- **Data for this exercise**

'''

PR #777, opened 2023-06-27
compiler: unify the pre-code-gen processing

zerbina:
## Summary

Introduce a unified backend processing pipeline (the `process` iterator)
based on the implementation of the `vmbackend` module, and integrate it
into all three code generation orchestrators.

Discovery of alive entities (which automatically includes dead-code
elimination), applying transformations, and various other backend-
agnostic processing are now all implemented via a single, shared
implementation, making them much easier to maintain and adjust.

As a side-effect of the reworked lifted global (globals defined in
procedure via the `.global` pragma) handling, multiple issues and bugs
with them are fixed:
- initialization and destruction order for them is the same across all
  backends
- JavaScript backend: lifted global use the pre-init mechanism for
  lifted globals now, meaning that they are initialized during the
  attached-to module's pre-init phase, instead of when control-flow
  first reaches the `var|let` statement
- names of both normal and lifted globals defined inside a for-loop
  always refer to the same location now, regardless of whether the used
  inline iterator contains multiple `yield` statement
- the name of a lifted global defined inside an `.inline` iterator
  always refers to the exact same location across all usages of the
  iterator (each inlined occurrence got its own copy, previously)
- locals defined in the initializer expression of lifted globals are now
  considered by the move analyser and destructor injection. For example,
  the `s` in `var g {.global.} = (block: (var s = @[...]; 1)) ` is
  now destroyed

In addition:
- constants marked with `exportc` are now always included in the
  generated code, even when not explicitly used
- a regression with `--header` not including the prototypes of
  exportc'ed globals is fixed
- the VM backend doesn't generate code for `.compileTime` globals
  anymore
- custom `.dynlib` procedure loading logic is run during the data-init
  phase of a module, instead of as part of the module-init procedure

## Details

The key changes are:
- the code generators don't implement discovery of alive entities
  anymore
- discovery of alive procedures now uses an *iterative* approach instead
  of a *recursive* one for the C and JS backends (the VM backend already
  did)
- the code generators are passed the fully transformed AST as input
- emitting the definition code for globals is now fully the
  responsibility of the orchestrators
- the module destructor produced by `modulelowering` is no longer
  modified in the backend
- destruction of lifted globals happens in the new "post-destructor"
  module-bound operator
- calls to the pre-init and post-destructor operators are now directly
  emitted into the main procedure
- the orchestrators no longer directly call `generateMethodDispatcher`
- locations marked with `.global` are consistently treated as lifted
  globals (even top-level locations) across the backends

In addition, the module-init procedure is now named the same as the
module it belongs to and longer has an "Init" postfix. This gets around
having to introduce a special case for the init procedure in the C code
generator, now that it treats the module-init procedure like a normal
procedure.

### The `process` iterator

At the center of the additions is the `process` inline iterator (which
represents the unified processing pipeline). It implements the discovery
of alive entities, preparing the procedures for code generation (by
invoking `transf` and applying the MIR passes), generating method
dispatchers, and lifting the pre-init and post-destructor operators.

Whenever interaction with the caller is required, the iterator produces
(yields) an event that contains the information necessary for the caller
to act on it. The caller (the orchestrators) then, if necessary, pre-
processes the newly discovered entities and, if the event is about code
becoming available, invokes the code generator. Newly discovered
entities are communicated through the `DiscoverData` structure that both
the iterator and caller have access to.

The iterator's implementation and design is complicated by two things:
late dependencies and (to a lesser degree) first-seen-in-module
tracking.

#### Late Dependencies

A late dependency of a procedure (or code fragment in general) is a
reference to some procedure that is not visible by scanning the MIR
representation. They occur when a code generator emits a call to a
`.compilerproc`. The general goal is to remove raising late dependencies
from `cgen` and `jsgen`, but until then, the `process` iterator has to
support the case where the caller registers new procedures with
`DiscoverData`.

#### First-seen-in-module Tracking

For the inline procedure handling of the C backend to work, it needs to
know about at least one module an inline procedure is used in. The
first-seen-in-module is used for this, but the unified processing
pipeline has to track it.

### `cgen` and `cbackend`

The key changes / important things to note are:
- emitting procedures into the correct C file section is now done by the
  orchestrator
- inline procedures are now only transformed a single time (if used),
  instead of once for each module they're used in
- header file generation (when using the `--header` option) is fully
  managed by the orchestrator
- pre-init procedure generation and everything related to lifted
  globals is removed from the code generator
- `.dynlib` procedure handling is still mostly handled by the code
  generator
- all dedicated module-init procedure is removed; they are, for the
  largest part, treated as normal procedures now
- all dedicated top-level statement processing is removed from the code
  generator

Other changes and internal restructurings:
- introduce the internal `sfTopLevel` flag and use it to: emit a
  `nimTestErrorFlag` call at the exit of a flagged procedure,
  special casing of `emit` and `asm` statements
- split `genProcAux` into `startProc` and `finishProc`
- move code generation logic for the temporary `TNimNode` storage into
  `genDatInitCode` and remove `genInitCode`
- remove support for alive information provided by `dce.nim`, as the
  code generator is not responsible anymore for deciding which
  procedures need to be processed

Making sure that a duplicate of an inline procedure is emitted into each
C file the procedure is used in doesn't happen automatically anymore and
thus requires special support by the orchestrator.

### `jsgen` and `jsbackend`

- split `genProc` into `startProc` and `finishProc`
- integrate and adjust to the `process` iterator
- remove the DCE related bits from `jsgen`

### `vmbackend`

- integrate and adjust to the `process` iterator
- remove the now-obsolete types and procedures

Constants now use the sequence provided by `DiscoverData`, removing a
usage of the `vmdef.LinkState` type from `vmbackend`.

### `transf` and MIR processing

- introduce a dedicated `goIsCompileTime` option for `mirgen`, so that
  definitions of `.compileTime` globals can be properly ignored when
  using the VM backend 
- remove the workarounds related to lifted globals from the `mirbridge`
  and `injectdestructors` modules
- the transformed body of `.inline` procedures is no longer
  unconditionally cached

With the last bits of the new-style DCE (the one implemented by the
`dce` module) support removed from `cgen`, two MIR simplification are
possible:
- `nkConstSection` are discarded by `mirgen`
- the `def` for a procedure doesn't carry the procdef anymore

#### Duplicated Globals

There was a problem regarding globals in `transf`. When introducing
fresh symbols in the context of iterator inlining, globals were also
copied. While that did work previously, it no longer can, as the whole
backend processing now expects all module-level globals to be known
prior to `transf`.

Keeping the original symbol is possible for to-be-lifted globals
(duplicate definitions of those are filtered out by
`produceFragmentsForGlobals`), but not for module-level globals, as the
`injectdestructors` pass requires the latter to have only a single
definition. Therefore, module-level globals are still copied, but
they're now associated with the original symbol, and the
`rewriteGlobalDefs` procedure uses this information to restore the
original symbols after the `injectdestructors` has run.

This also fixes the pre-existing bug where the name of a global defined
inside a for-loop body referred to different locations when the for-
loop body was duplicated (due to inline iterators with multiple
`yield` statements).

### Other

- don't place module-level globals in a module's struct, and reparent
  them to the module's init procedure -- this makes them appear as
  lifted globals to `transf.extractGlobals` (what to do with them was
  previously up to the used code generator) 
- remove the `ModuleGraph.globalDestructors` list and usages thereof;
  the unified backend processing renders it obsolete

### Misc

- implement the `merge` operation for the `Store` container type
- implement the `append` operation for `SourceMap`
- add new iterators for the `SeqMap` and `Store` types

### DIFF
--- a/compiler/backend/backends.nim
+++ b/compiler/backend/backends.nim
@@ -506,6 +506,20 @@ func discoverFrom*(data: var DiscoveryData, decl: PNode) =
     else:
       unreachable(n.kind)
 
+func discoverFromValueAst(data: var DiscoveryData, ast: PNode) =
+  ## Discover new routines from `ast`, which is an AST representing a value
+  ## construction expression.
+  case ast.kind
+  of nkSym:
+    let s = ast.sym
+    if s.kind in routineKinds:
+      register(data, procedures, s)
+  of nkWithSons:
+    for n in ast.items:
+      discoverFromValueAst(data, n)
+  of nkWithoutSons - {nkSym}:
+    discard "nothing to do"
+
 func queue(iter: var ProcedureIter, prc: PSym, m: FileIndex) =
   ## If eligible for processing and code generation, adds `prc` to
   ## `iter`'s queue.
@@ -521,20 +535,6 @@ func queueAll(iter: var ProcedureIter, data: var DiscoveryData,
   ## processed/read.
   for _, it in visit(data.procedures):
     queue(iter, it, origin)
-
-func discoveryFromValue(data: var DiscoveryData, ast: PNode) =
-  ## Discover new routines from `ast`, which is an AST representing a value
-  ## construction expression.
-  case ast.kind
-  of nkSym:
-    let s = ast.sym
-    if s.kind in routineKinds:
-      register(data, procedures, s)
-  of nkWithSons:
-    for n in ast.items:
-      discoveryFromValue(data, n)
-  of nkWithoutSons - {nkSym}:
-    discard "nothing to do"
 
 # ----- ``process`` iterator implementation -----
 
@@ -560,7 +560,7 @@ func processConstants(data: var DiscoveryData): seq[(FileIndex, int)] =
   ## and marks the constants as processed.
   assert data.procedures.isProcessed
   for _, s in peek(data.constants):
-    discoveryFromValue(data, astdef(s))
+    discoverFromValueAst(data, astdef(s))
     # the procedure needs to be queued from the context of the module `s` is
     # attached to:
     let m = moduleId(s).FileIndex
--- a/compiler/backend/backends.nim
+++ b/compiler/backend/backends.nim
@@ -42,11 +42,13 @@ proc generateMain*(graph: ModuleGraph, modules: ModuleList, result: PNode) =
     # the system module is special cased: its fully initialized during the
     # data-init phase
     if sfSystemModule in it.sym.flags:
+      emitOpCall(graph, it.preInit, result)
       emitOpCall(graph, it.init, result)
 
   # then the modules are initialized and their module-level code executed
   for it in closed(modules):
     if sfSystemModule notin it.sym.flags:
+      emitOpCall(graph, it.preInit, result)
       emitOpCall(graph, it.init, result)
 
 proc generateTeardown*(graph: ModuleGraph, modules: ModuleList, result: PNode) =
--- a/compiler/backend/backends.nim
+++ b/compiler/backend/backends.nim
@@ -76,7 +76,7 @@ type
     ## Combines a sequence of items with a "read" cursor.
     data: seq[T]
     progress: int
-      ## remembers the the position until which the items have already
+      ## remembers the position until which the items have already
       ## been processed
 
   DiscoveryData* = object
@@ -428,7 +428,7 @@ proc produceFragmentsForGlobals(data: var DiscoveryData, identdefs: seq[PNode],
         if it[2].kind == nkEmpty:
           # no explicit initializer expression means that the default value
           # should be used
-          # XXX: ^^ it'd make to instead let semantic analysis ensure this
+          # XXX: ^^ it'd make sense to instead let semantic analysis ensure this
           #      (i.e. by placing a ``default(T)`` in the initializer slot)
           r.add(it[2]): MirNode(kind: mnkArgBlock)
           r.add(it[2]): MirNode(kind: mnkEnd, start: mnkArgBlock)
--- a/compiler/backend/backends.nim
+++ b/compiler/backend/backends.nim
@@ -59,38 +59,10 @@ proc generateTeardown*(graph: ModuleGraph, modules: ModuleList, result: PNode) =
   for it in rclosed(modules):
     if sfSystemModule notin it.sym.flags:
       emitOpCall(graph, it.destructor, result)
+      emitOpCall(graph, it.postDestructor, result)
 
   emitOpCall(graph, systemModule(modules).destructor, result)
-
-proc finishDeinit*(graph: ModuleGraph, modules: var ModuleList) =
-  ## Appends destructor calls for lifted globals (those marked with
-  ## ``.global``) to the bodies of the modules' de-init procedures. Called at
-  ## the very end of code generation once all alive lifted globals have been
-  ## discovered.
-
-  # XXX: if the called destructors access other globals, or introduce new
-  #      ones, behaviour is undefined. In the best but most unlikely case,
-  #      everything will work as expected, but in the worst case, the code
-  #      is going to misbehave at run-time
-
-  proc prepare(prc: PSym): PNode =
-    # XXX: not pretty, but it's going to removed again anyway
-    case prc.ast[bodyPos].kind
-    of nkEmpty:
-      result = newNodeI(nkStmtList, prc.ast[bodyPos].info)
-      prc.ast[bodyPos] = result
-    of nkStmtList:
-      # already supports appending
-      result = prc.ast[bodyPos]
-    else:
-      result = newTree(nkStmtList, prc.ast[bodyPos])
-      prc.ast[bodyPos] = result
-
-  # XXX: the whole ``globalDestructors`` mechanism is wrong. Moving dead-code
-  #      elimination into the orchestrators will, among other things, allow
-  #      for removing it
-  for (module, call) in ritems(graph.globalDestructors):
-    prepare(modules[module.FileIndex].destructor).add call
+  emitOpCall(graph, systemModule(modules).postDestructor, result)
 
 proc generateMainProcedure*(graph: ModuleGraph, idgen: IdGenerator,
                             modules: ModuleList): PSym =
--- a/compiler/backend/backends.nim
+++ b/compiler/backend/backends.nim
@@ -555,6 +555,47 @@ proc next(iter: var ProcedureIter, graph: ModuleGraph,
     # apply all MIR passes:
     process(result.prc, graph, idgen)
 
+proc preprocessDynlib(graph: ModuleGraph, idgen: IdGenerator,
+                      sym: PSym, deps: var seq[PSym]) =
+  # HACK: so that procedures and unexpanded constants used in the
+  #       expressions passed to `.dylib` pragmas are discovered, we
+  #       translate the expression to MIR code, scan it, and then
+  #       translate it back to AST and update the symbol with it. This is
+  #       horrendous, but fortunately, this hack (`preprocessDynlib``) can
+  #       be removed once handling of dynlib procedures and globals is fully
+  #       implemented in the ``process`` iterator
+  if lfDynamicLib in sym.loc.flags:
+    if sym.annex.path.kind in nkStrKinds:
+      # it's a string, no need to transform nor scan it
+      discard
+    else:
+      # XXX: the logic here ignores a large amount of things
+      #      (options, proper owner symbol, etc.)...
+      var
+        t: MirTree
+        m: SourceMap
+
+      generateCode(graph, {}, sym.annex.path, t, m)
+      for dep in deps(t, {}): # just ignore magics here
+        if dep.kind in routineKinds + {skConst}:
+          deps.add dep
+
+      sym.annex.path = generateAST(graph, idgen, sym.owner, t, m)
+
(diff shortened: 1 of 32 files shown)


zerbina:
As mentioned, this PR is a revised version of #550. Too many merge conflicts started to accumulate, and a lot of things changed regarding the architecture of some related compiler bits, so I decided to start over. Between this PR and the original one, there are a few significant differences.

### High-level iterator instead of low-level, manual one

With the predecessor PR, the `ProcedureIter` was the central type for the unified backend processing pipeline. It represented the manual implementation of a closure iterator, with the `hasNext` and `next` procedure being used to query and advance the iterator.

State-wise, `ProcedureIter` managed a set of all seen *procedures*, a queue of what to process and return next, and some configuration state. The intention behind this design was to allow for maximum flexibility in how dependencies are discovered.

However, with all three orchestrators ending up implementing discovery in mostly the same way (with only `cbackend`, due to the inline procedure handling, diverging slightly), this design only lead to a lot of duplication. The `ProcedureIter` type still exists, but it only represents the work queue now, and is not used outside of the `process` iterator.

### No special handling for inner procedures

When the predecessor PR was created, the JS backend didn't use the lambda-lifting pass, so having dedicated processing logic for inner procedures was necessary -- I also still had the plan of implementing lambda-lifting as an MIR pass.

With the JS backend using the lambda-lifting pass now, and me having grown increasingly unsure about the "lambda-lifting as an MIR pass" approach, I ultimately decided to remove the special handling, which significantly simplified the unified backend processing pipeline

### First-seen-in-module tracking

Because it is, strictly speaking, a layering violation to have the unified processing pipeline track the first-seen-in-module for inline procedures, this was left to the orchestrator (`cbackend`) in the predecessor PR. The complexity of this approach, and the divergence from the processing of the other orchestrator it implied, were not worth the cleaner architecture, so I made the tracking a part of the unified processing pipeline.

### Entity discovery

The unified processing pipeline as introduced by the predecessor PR was only concerned with procedures, leaving discovery, etc. of globals and constants to the orchestrators. With discovery of procedures already being handled by `process`, it made sense to also let it take care of the discovery of global and constants. For constants (which can reference procedures), this was also necessary.

zerbina:
It's almost there, only a fix for the regression with `.global` for module-level definitions is missing now.

tests/global/tlifted_global_in_loop_body.nim
```diff
@@ -0,0 +1,49 @@
...
+      var g {.global.} = 1
+      inc g
+      result = g
+
+  doAssert test() == 2
+  # verify that the global's value persists across calls:
+  doAssert test() == 3
+
+block multi_yield:
+  # test with an inline iteratong that has multiple yield statements
```
saem:
```suggestion
  # test with an inline iterator that has multiple yield statements
```

tests/global/tlifted_global_in_inline_iterator.nim
```diff
@@ -0,0 +1,29 @@
...
+
+proc test2(): (int, ptr int) =
+  for r in iter():
+    return r
+
+let (val, address) = test1()
+doAssert val == 2
+
+# invoking the iterator again must not reset the global to its initial
+# value
```
saem:
```suggestion
# value, nor move the global (same address)
```

Figured it'd be worth spelling out both things being checked here.

tests/global/tlifted_global_in_inline_iterator.nim
```diff
@@ -0,0 +1,29 @@
+discard """
+  targets: "c js vm"
+  description: '''
+    Tests to make sure that lifted globals defined inside inline iterators work
```
saem:
```suggestion
    Ensure lifted globals defined inside inline iterators work
```

Shorter, if you prefer.

saem (commented):
Partial review: did a first pass just on the tests themselves.

Now going over the implementation.

compiler/utils/containers.nim
```diff
@@ -60,6 +65,17 @@ iterator pairs*[K, V](m: SeqMap[K, V]): (K, lent V) =
       yield (K(i), m.data[i])
     inc i
 
+iterator mpairs*[K, V](m: var SeqMap[K, V]): (K, var V) =
+  ## Returns, in an unspecified order, the key and value for each entry in the
+  ## map `m`.
```
saem:
```suggestion
  ## Returns, in an unspecified order, the key and mutable value for each entry
  ## in the map `m`.
```

compiler/utils/containers.nim
```diff
@@ -97,6 +107,34 @@ iterator pairs*[I; T](x: Store[I, T]): (I, lent T) =
...
     inc i
 
+func add*[I; T](x: var Store[I, T], it: sink T): I {.inline.} =
+  ## Appends a new item to the Store and returns the ID assigned to
+  ## it
+  rangeCheck x.data.len.BiggestUInt < high(I).BiggestUInt
+  x.data.add it
+  result = I(x.data.high)
+
+iterator mitems*[I; T](x: var Store[I, T]): var T =
```
saem, line 117:
```suggestion
iterator mitems*[I; T](x: var Store[I, T]): var T =
  ## Yields a mutable item for each entry in `x`.
```

compiler/sem/transf.nim
```diff
@@ -1312,14 +1327,25 @@ proc transformBody*(g: ModuleGraph; idgen: IdGenerator; prc: PSym; cache: bool):
...
-      # it is important to transform exactly once to get sym ids and locations right
+    if cache:
       prc.transformedBody = result
     else:
       prc.transformedBody = nil
     # XXX Rodfile support for transformedBody!
 
+proc transformBodyWithCache*(g: ModuleGraph, idgen: IdGenerator, prc: PSym): PNode =
+  ## Transforms the body of `prc` and returns, but doesn't cache, the resulting
+  ## AST. If the transformed body was already cached earlier,
```
saem:
```suggestion
  ## Fetches the cached transformed body of `prc`, transforming it if not
  ## available, new transforms are not cached
```

compiler/mir/mirbridge.nim
```diff
@@ -61,31 +52,43 @@ let reprConfig = block:
...
-proc echoOutput(config: ConfigRef, owner: PSym, body: PNode) =
+proc echoOutput*(config: ConfigRef, owner: PSym, body: PNode) =
   ## If requested via the define, renders the output AST `body` and writes the
   ## result out through ``config.writeLine``.
   if config.getStrDefine("nimShowMirOutput") == owner.name.s:
     writeBody(config, "-- output AST: " & owner.name.s):
       config.writeln(treeRepr(config, body, reprConfig))
 
-proc rewriteGlobalDefs(body: var MirTree, sourceMap: var SourceMap,
+proc restoreGlobal(s: PSym): PSym =
```
saem: Could consider making this an inner proc of `rewriteGlobalDefs` if I'm reading things correctly.

compiler/backend/backends.nim
```diff
@@ -1,28 +1,197 @@
...
+    noImported*: bool
+      ## if ``true``, indicates that a procedure with a body should not be
+      ## treated as imported, even if it's marked as such
+
+  ProcedureIter = object
+    queued: Deque[tuple[prc: PSym, fr: FileIndex]]
+      ## procedures that are queued for code-generation
+    config: BackendConfig
+
+  Queue*[T] = object
```
saem, line 75: it's like a baby kafka. 👶🏽

compiler/backend/backends.nim
```diff
@@ -124,4 +267,523 @@ proc generateMainProcedure*(graph: ModuleGraph, idgen: IdGenerator,
...
+        prepare(r, graph.emptyNode)
+        r.add(it): MirNode(kind: mnkArgBlock)
+        r.add(it[0]): MirNode(kind: mnkGlobal, sym: s, typ: s.typ)
+        r.add(it[0]): MirNode(kind: mnkTag, typ: s.typ)
+        r.add(it[0]): MirNode(kind: mnkName, typ: s.typ)
+        if it[2].kind == nkEmpty:
+          # no explicit initializer expression means that the default value
+          # should be used
+          # XXX: ^^ it'd make to instead let semantic analysis ensure this
+          #      (i.e. by placing a ``default(T)`` in the initializer slot)
```
saem:
```suggestion
          # XXX: ^^ it'd make sense to instead let semantic analysis ensure this
          #      (i.e. by placing a ``default(T)`` in the initializer slot)
```

saem (approved):
Basically done reviewing, I wanted to give `backends` another pass mostly for improvements like docs, simplifications, etc... nothing major/blocking.

I'm good with it merging before hand.

compiler/backend/backends.nim
```diff
@@ -1,28 +1,197 @@
...
+  ProcedureIter = object
+    queued: Deque[tuple[prc: PSym, fr: FileIndex]]
+      ## procedures that are queued for code-generation
+    config: BackendConfig
+
+  Queue*[T] = object
+    ## Combines a sequence of items with a "read" cursor.
+    data: seq[T]
+    progress: int
+      ## remembers the the position until which the items have already
```
saem:
```suggestion
      ## remembers the position until which the items have already
```

saem (approved):

compiler/mir/mirbridge.nim
zerbina: Yep, will do.

compiler/sem/transf.nim
zerbina: That's much easier to parse, thanks.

'''

Please transcribe only the lines in the records above running from the line that has "other things, allow" through the line that has "### High-level iterator", both included, exactly as they appear.

- **Exercise answer**
-  #      elimination into the orchestrators will, among other things, allow
-  #      for removing it
-  for (module, call) in ritems(graph.globalDestructors):
-    prepare(modules[module.FileIndex].destructor).add call
+  emitOpCall(graph, systemModule(modules).postDestructor, result)
 
 proc generateMainProcedure*(graph: ModuleGraph, idgen: IdGenerator,
                             modules: ModuleList): PSym =
--- a/compiler/backend/backends.nim
+++ b/compiler/backend/backends.nim
@@ -555,6 +555,47 @@ proc next(iter: var ProcedureIter, graph: ModuleGraph,
     # apply all MIR passes:
     process(result.prc, graph, idgen)
 
+proc preprocessDynlib(graph: ModuleGraph, idgen: IdGenerator,
+                      sym: PSym, deps: var seq[PSym]) =
+  # HACK: so that procedures and unexpanded constants used in the
+  #       expressions passed to `.dylib` pragmas are discovered, we
+  #       translate the expression to MIR code, scan it, and then
+  #       translate it back to AST and update the symbol with it. This is
+  #       horrendous, but fortunately, this hack (`preprocessDynlib``) can
+  #       be removed once handling of dynlib procedures and globals is fully
+  #       implemented in the ``process`` iterator
+  if lfDynamicLib in sym.loc.flags:
+    if sym.annex.path.kind in nkStrKinds:
+      # it's a string, no need to transform nor scan it
+      discard
+    else:
+      # XXX: the logic here ignores a large amount of things
+      #      (options, proper owner symbol, etc.)...
+      var
+        t: MirTree
+        m: SourceMap
+
+      generateCode(graph, {}, sym.annex.path, t, m)
+      for dep in deps(t, {}): # just ignore magics here
+        if dep.kind in routineKinds + {skConst}:
+          deps.add dep
+
+      sym.annex.path = generateAST(graph, idgen, sym.owner, t, m)
+
(diff shortened: 1 of 32 files shown)


zerbina:
As mentioned, this PR is a revised version of #550. Too many merge conflicts started to accumulate, and a lot of things changed regarding the architecture of some related compiler bits, so I decided to start over. Between this PR and the original one, there are a few significant differences.

### High-level iterator instead of low-level, manual one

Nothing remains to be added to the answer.